Alcohol use by PERCENTAGE (True/False)
--------------------------------------
ALCOHOL_USE
False    92.229856
True      7.770144
dtype: float64

A few comments on these distributions:

  • Right away I thought, "so weird! exactly the same number of people who drank during pregnancy also smoked!". But that's a really precise coincidence, isn't it? When I went back and queried the BigQuery db here, I found that for each year that cigarette_use was recorded (starting in 2003) the *exact* same records were recorded TRUE for alcohol_use.  This is true for records in various months of various years from 2003-2008 for various states.  In fact, in querying the entire db, I couldn't find any records that were TRUE for alcohol_use and not for cigarette_use, and vice versa.  Very odd, I therefore need to do some more research on the variables and how the have been recorded.
  • Low Apgar scores are quite uncommon. For January births in Virginia in the year 2003, almost 87% of all newborn infants received a 9 Apgar score.  That's great news for newborns! However, it then makes sense why people say that Apgar scores are not a clear indication of early childhood health, and I am starting to think therefore not as closely related to maternal health indicators as I had previously thought.  
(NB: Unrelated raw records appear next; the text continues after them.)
PR #2132, opened 2023-10-17
feat: amending computeDigest func. + related test cases

ABresting:
# Description

Amending the `computeDigest` function to add pubSubTopic as a function parameter, will help introduce a new `messageHash` attribute. The corresponding queue driver code is updated to accommodate the amended function.

Amending the existing test cases that use the older version of the `computeDigest` function.

# Changes

- [x] `computeDigest` function amended
- [x] related existing test cases amended
- [x] queue driver code adjusted to the new change

## Issue

#2112

### DIFF
--- a/tests/waku_archive/test_driver_postgres_query.nim
+++ b/tests/waku_archive/test_driver_postgres_query.nim
@@ -37,7 +37,7 @@ proc computeTestCursor(pubsubTopic: PubsubTopic, message: WakuMessage): ArchiveC
     pubsubTopic: pubsubTopic,
     senderTime: message.timestamp,
     storeTime: message.timestamp,
-    digest: computeDigest(message)
+    digest: computeDigest(message, pubsubTopic)
   )
 
 suite "Postgres driver - query by content topic":
@@ -65,7 +65,7 @@ suite "Postgres driver - query by content topic":
     debug "randomized message insertion sequence", sequence=messages.mapIt(it.payload)
 
     for msg in messages:
-      require (await driver.put(DefaultPubsubTopic, msg, computeDigest(msg), msg.timestamp)).isOk()
+      require (await driver.put(DefaultPubsubTopic, msg, computeDigest(msg, DefaultPubsubTopic), msg.timestamp)).isOk()
 
     ## When
     let res = await driver.getMessages(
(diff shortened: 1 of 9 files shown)


vpavlin (approved):
If I am not mistaken, this does not really change the DB schema or how messages are stored or searched for. It may result in some duplicate messages being stored after the node upgrades - as the unique index values will change for the same message after upgrade, but that should not be a problem. 

Thanks for updating the tests!

LGTM

alrevuelta (approved):
lgtm.

I actually dont understant why the pubsub topic wasnt part of the digest if the RFC specifies so: https://rfc.vac.dev/spec/14/#deterministic-message-hashing

And related in case you want to have a look. Seems we have two hashed, one mainly used for store (the one you modified) and one for relay `defaultMessageIdProvider`. Wondering if we should unify both.
https://github.com/waku-org/nwaku/blob/459331e3a6c72a711003700e4c89f5d834e677e5/waku/waku_relay/message_id.nim#L31-L37

ABresting:
> If I am not mistaken, this does not really change the DB schema or how messages are stored or searched for. It may result in some duplicate messages being stored after the node upgrades - as the unique index values will change for the same message after upgrade, but that should not be a problem.

The schema is going to be changed, we aim to replace `id` attribute to the `messageHash` attribute this will improve the storage and searching of messages. The schema change code I will push today as it was suggested by Ivan to push changes incrementally based on some layer that they impact, such as Queue driver, SQLite, Postgres, today I will push SQLite related changes. 

> 
> Thanks for updating the tests!
> 
> LGTM

ABresting:
> lgtm.
> 
> I actually dont understant why the pubsub topic wasnt part of the digest if the RFC specifies so: https://rfc.vac.dev/spec/14/#deterministic-message-hashing
> 
> And related in case you want to have a look. Seems we have two hashed, one mainly used for store (the one you modified) and one for relay `defaultMessageIdProvider`. Wondering if we should unify both.
> 
> https://github.com/waku-org/nwaku/blob/459331e3a6c72a711003700e4c89f5d834e677e5/waku/waku_relay/message_id.nim#L31-L37

AFAIK, the messageID or `id` attribute will be replaced by `messageHash`, i.e. the way messageID is computed is being changed along with it's name. Indeed, we add pubSubTopic inside the hash as referred by this [rfc](https://rfc.vac.dev/spec/14/#deterministic-message-hashing)

PR #2133, opened 2023-10-18
fix(restapi init): wrong install of filter rest api

NagyZoltanPeter:
# Description
Filter rest api installation was rely on wrong configuration argument. --filter was checked (which is intended to filter service) instead of --filternode (that one is for filter client support).

# Changes
- [X] Correct configuration argument check
- [X] added additional check whether filter client protocols are properly mounted.
- [X] As realized that lightpush rest api also lacks this check I added it here.

## How to test

1. run: wakunode2 --relay --filter --lightpush --rest=true --rest-port=11111
  a. should not crash, but start properly
2. run: curl -i -X GET "http://127.0.0.1:11111/filter/v2/subscriptions/111" -H "accept: application/json"
  a. should return Http404
3. run:  wakunode2 --relay --filternode=<address of the first node> --rest=true --rest-port=11112
4. run:  curl -i -X GET "http://127.0.0.1:11112/filter/v2/subscriptions/111" -H "accept: application/json"
  a. must return Some meaing full json response with or without error code.
 
## Issue
[bug: SIGSEGV when Filter and REST are configured](https://github.com/waku-org/nwaku/issues/2131)

### DIFF
--- a/apps/wakunode2/app.nim
+++ b/apps/wakunode2/app.nim
@@ -473,9 +473,12 @@ proc setupProtocols(node: WakuNode,
   if conf.filternode != "":
     let filterNode = parsePeerInfo(conf.filternode)
     if filterNode.isOk():
-      await node.mountFilterClient()
-      node.peerManager.addServicePeer(filterNode.value, WakuLegacyFilterCodec)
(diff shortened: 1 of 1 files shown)


gabrielmer (approved):
LGTM, thanks so much!

vpavlin (approved):

PR #2138, opened 2023-10-18
test(relay-filter): cleanup

AlejandroCabeza:
# Description
Cleanup relay and filter tests.

# Changes
- [X] Remove legacy relay tests.
- [X] Remove unused imports.
- [X] Add missing payload size test for filter.

# Dependencies
https://github.com/waku-org/nwaku/pull/2101


tests/waku_filter_v2/test_waku_client.nim
```diff
@@ -1952,164 +2142,8 @@ suite "Waku Filter - End to End":
...
 
         # Then the client receives the message
-        require await pushHandlerFuture.withTimeout(FUTURE_TIMEOUT)
+        check await pushHandlerFuture.withTimeout(FUTURE_TIMEOUT)
         let (pushedMsgPubsubTopic, pushedMsg) = pushHandlerFuture.read()
         check:
           pushedMsgPubsubTopic == pubsubTopic
           pushedMsg == msg
-
-  suite "MessagePushHandler - Msg List":
```
Ivansete-status, line 1961: Where this suite is being moved?

tests/waku_relay/test_waku_relay.nim
```diff
@@ -1,211 +0,0 @@
-{.used.}
-
-import
-  std/[options, sequtils, strutils],
```
Ivansete-status, line 4: Why this file is being removed?

Ivansete-status (commented):
Thanks for the PR! It is looking good as tests are expected to wait less time!
Besides, I've added a couple of questions :D

jm-clius (approved):
LGTM, thanks!

tests/waku_relay/test_waku_relay.nim
AlejandroCabeza: Those were legacy tests that have been replaced for the new ones.

tests/waku_filter_v2/test_waku_client.nim
AlejandroCabeza: In the beginning I split tests in two to "optimise" the handlers. That is, one set of tests needed a less complex handler, so I created two different handlers, and split the tests between the two. 
After a while, I realised the advantage of having two handlers (a close to zero optimisation), was not worth the simplicity of having just one handler.

Ivansete-status (approved):
LGTM! :100:

PR #2141, opened 2023-10-19
feat: adding ext-multiaddr-only CLI flag

### LINKED ISSUE #1797: feat: provide a way to define advertised addresses

gabrielmer:
# Description
Adding `ext-multiaddr-only` CLI flag so user can override the announced address with their addresses passed to the `ext-multiaddr` flags. This option will allow us to set up a node behind a proxy and publish the proxy's address.

# Changes

- [x] adding `ext-multiaddr-only` CLI flag
- [x] updating the network configuration logic to take into account the new flag
- [x] adding unit test for the use of the flag
- [x] improving ws+extMultiaddr test case to also include wss scenario   

## Issue

closes #1797


vpavlin (approved):
LGTM, would like to know opinion of @alrevuelta, @Ivansete-status, @NagyZoltanPeter or anyone else:)

Discussion in https://discord.com/channels/1110799176264056863/1164492374672678922

PR #2142, opened 2023-10-19
feat: messageHash attribute added in SQLite + testcase

ABresting:
# Description

`messageHash` attributed added to SQLite, which aims to remove the `id` attribute in upcoming PRs. An associated test case also added. 

migration scripts will be changed after the deletion of `id` attribute in upcoming PRs.

# Changes

- [x] `messageHash` attribute added
- [x] added test case to test the `messageHash` attribute

## Issue

#2112

### DIFF
--- a/waku/waku_archive/driver/sqlite_driver/sqlite_driver.nim
+++ b/waku/waku_archive/driver/sqlite_driver/sqlite_driver.nim
@@ -66,6 +66,7 @@ method put*(s: SqliteDriver,
   ## Inserts a message into the store
   let res = s.insertStmt.exec((
     @(digest.data),                # id
+    @(digest.data),                # messageHash
     receivedTime,                  # storedAt
     toBytes(message.contentTopic), # contentTopic
     message.payload,               # payload
--- a/tests/waku_archive/test_driver_postgres.nim
+++ b/tests/waku_archive/test_driver_postgres.nim
@@ -87,7 +87,7 @@ suite "Postgres driver":
     require:
       storedMsg.len == 1
       storedMsg.all do (item: auto) -> bool:
-        let (pubsubTopic, actualMsg, digest, storeTimestamp) = item
+        let (pubsubTopic, actualMsg, digest, messageHash, storeTimestamp) = item
         actualMsg.contentTopic == contentTopic and
         pubsubTopic == DefaultPubsubTopic and
         toHex(computedDigest.data) == toHex(digest) and
--- a/tests/waku_archive/test_driver_sqlite.nim
+++ b/tests/waku_archive/test_driver_sqlite.nim
@@ -60,7 +60,7 @@ suite "SQLite driver":
     check:
       storedMsg.len == 1
       storedMsg.all do (item: auto) -> bool:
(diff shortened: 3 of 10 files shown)


richard-ramos (approved):
LGTM

waku/waku_archive/driver/sqlite_driver/sqlite_driver.nim
```diff
@@ -66,6 +66,7 @@ method put*(s: SqliteDriver,
   ## Inserts a message into the store
   let res = s.insertStmt.exec((
     @(digest.data),                # id
+    @(digest.data),                # messageHash
```
Ivansete-status, line 69: Maybe there is something that I'm missing but `messageHash` looks the same as `id`.

I think we need to create a new `computeDeterministicMessageHash` proc in `waku_archive.nim` where we create the following attribute: https://rfc.vac.dev/spec/14/#deterministic-message-hashing

Ivansete-status (changes requested):
Thanks for the PR! It is getting a look shape. However, I have the impression that we need to properly implement the `computeDeterministicMessageHash` proc, as I mentioned in a comment.

Ivansete-status:
@jm-clius - something that I realized while reviewing this PR is that the messageHash won't be unique and therefore we need to also consider the `storedAt` attribute as part of the PK, as @ABresting is properly applying now.
wdyt?

Ivansete-status:
@jm-clius - something that I realized while reviewing this PR is that the messageHash won't be unique and therefore we need to also consider the `storedAt` attribute as part of the PK, as @ABresting is properly applying now.
wdyt?

waku/waku_archive/driver/sqlite_driver/sqlite_driver.nim
ABresting: well, as per the initial approach, we aim to remove the `id` attribute and replace it with `messageHash`, as not only nomenclature is better but the way digest/hash is computed it makes sense.

the computation logic behind `messageHash` follows the [RFC](https://rfc.vac.dev/spec/14/#deterministic-message-hashing). The digest logic is implemented in the previous PR for the same base issue #2112

ABresting:
> @jm-clius - something that I realized while reviewing this PR is that the messageHash won't be unique and therefore we need to also consider the `storedAt` attribute as part of the PK, as @ABresting is properly applying now. wdyt?

Well, the problem with `storedAt` is that it is very local since the `storedAt` time is the local node time, i.e. for every node this time attribute can be different. The aim of `messageHash` is to make sure we have a unique message identifier across the decentralized network which then be used in the new sync protocol for efficient synchronization.

waku/waku_archive/driver/sqlite_driver/sqlite_driver.nim
Ivansete-status: You are absolutely right that we have it implemented. I got confused because we have another `computeDigest` definition, which is different. We need to revisit it and check if we can only use one.

https://github.com/waku-org/nwaku/blob/817a7b2e68cdd4e702bb2638531f55f063da6647/waku/waku_store/common.nim#L30

Ivansete-status (approved):

PR #2144, opened 2023-10-20
chore: Enhance rest request error handling

NagyZoltanPeter:
# Description
Issue https://github.com/waku-org/nwaku/issues/2135
describes the case when intentionally we do not install certain endpoints.
In such cases we shall report nicely that the offered endpoint is missing due configuration not by error.

# Changes
- [x] Eugen enhance HttpServer and RestHttpServer with an error callback hook on request.
- [x] nim-presto version is elevated to new commit (we had been in the HEAD of master, after new feature implemented we got to the HEAD now again.
- [x] requestErrorHandler added for wakunode2 app.nim for RestServer.
- [x] Error handler takes care of intentionally not installed endpoints.

## How to test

  • I did not run a distribution for weight gain.  Well, I did, but it was spread among 1 to 99lbs of maternal weight gain.  Therefore, I need to figure out how to perform frequency analysis on groups of distributions; for example, # of mothers who gained 1-10lbs, or 11-20lbs, and so on. 
  • Finally, time permitting, I'd like to figure out how to use the BigQuery API to query the dataset directly from my python program, so that I can perform queries against the entire dataset.  If I can't figure that out for this course, then I will select 1-3 states for a particular month in a particular year to create a statistically significant set of observations for analysis.